I guess that if you are bothered by bulbs, try a few different types and color ranges and see if you can find one that works for you.

Bottom line is that we all will just HAVE to learn to live with it, so try to make the best of it. Just don't get me started on health insurance.

Greg


----------



## semipro (Jan 4, 2014)

Swedishchef said:


> That is something I did not know.! Crazy!
> 
> I understand why people aren't worked up about mercury in light bulbs. They have only heard of it in old school thermometers. But I did work with it in my past life.
> 
> There's only 3-5mg per bulb. I just hope they tell people to sweep it up, put it in a bag for disposal and not suck it up with a vaccuum (which blows the vapours everywhere).


Major sources of mercury in houses are older thermostats and gas meters, probably much more so than fluorescent bulbs, at least in terms of volume/mass. 
http://www.ncbi.nlm.nih.gov/pmc/articles/PMC1480493/
http://www.dtsc.ca.gov/hazardouswaste/mercury_therm_act.cfm

As mentioned in another post the form of mercury makes a big difference in the risk.  Elemental mercury is a lesser risk that methylated mercury.
http://rd.tetratech.com/DraftHgBrochurev2.pdf


----------



## semipro (Jan 4, 2014)

I've also found I find many LEDs annoying.  It took a long time to find acceptable LED lights for our tree and some car tail lights are really bad.  It seems to depend, in part, on the presence and nature of the lens rather than the LEDs themselves.  

We've been buying the Cree models at HD and found them very pleasant to be around.  They look very much like a legacy bulb and put out a great quality light. 
http://www.homedepot.com/p/Cree-40W...ht-Bulb-BA19-04527OMF-12DE26-2U100/204476612#


----------



## Swedishchef (Jan 4, 2014)

Jeremy: why are halogen bulbs still accepted when the lifespan is the same as an incedescent?


----------



## Swedishchef (Jan 4, 2014)

semipro said:


> Major sources of mercury in houses are older thermostats and gas meters, probably much more so than fluorescent bulbs, at least in terms of volume/mass.
> http://www.ncbi.nlm.nih.gov/pmc/articles/PMC1480493/
> http://www.dtsc.ca.gov/hazardouswaste/mercury_therm_act.cfm
> 
> ...


 
I understand...but I guess I am just a little paranoid since I worked with mercury in a lab...


----------



## woodgeek (Jan 4, 2014)

Swedishchef said:


> Jeremy: why are halogen bulbs still accepted when the lifespan is the same as an incedescent?
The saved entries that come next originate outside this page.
PR #3652, opened 2020-10-03
api proxy doc updates

ebertrams:


edge-modules/api-proxy-module/readme.md
```diff
@@ -1,147 +1,215 @@
 # API proxy module for nested IoT Edge in layered network (ISA-95)
-When inside a layered network, IoT Edge doesn't have direct internet access. 
-The API proxy module provides a way to maintain all the services an IoT Edge provide - inside a layered network - without tunneling and by terminating the connection at each layer
 
-## Architecture
-We leverage a [nginx](http://nginx.org/) reverse proxy IoT Edge module to route messages through the layers. The diagram below illustrates this approach: 
+When inside a layered network, IoT Edge doesn't have direct internet access. The API proxy module provides a way to download container images and maintain services that require their own connectivity to the cloud like the Azure Blob Store module inside a layered network, without tunneling and by terminating connections at each layer.
```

In the US, it was a 'backdoor' on the ban, in case substitutes did not become available.  They are ~25% more efficient than other incandescents, so they made the cut.  They will be phased out in 2020 down here.


----------



## flyingcow (Jan 4, 2014)

eclecticcottage said:


> In Canada




A 99 cent cheeseburger we have over here is 1.39 in Canada. A gallon of milk is $6 to $7. A liter of gas is $1.25- ish. Makes up for 6 cents a KWh electricity.


----------



## flyingcow (Jan 4, 2014)

Somewhere. probably here, i read that LED's last a lot longer than CFL's?? Hence the high prices?


----------



## eclecticcottage (Jan 4, 2014)

flyingcow said:


> A 99 cent cheeseburger we have over here is 1.39 in Canada. A gallon of milk is $6 to $7. A liter of gas is $1.25- ish. Makes up for 6 cents a KWh electricity.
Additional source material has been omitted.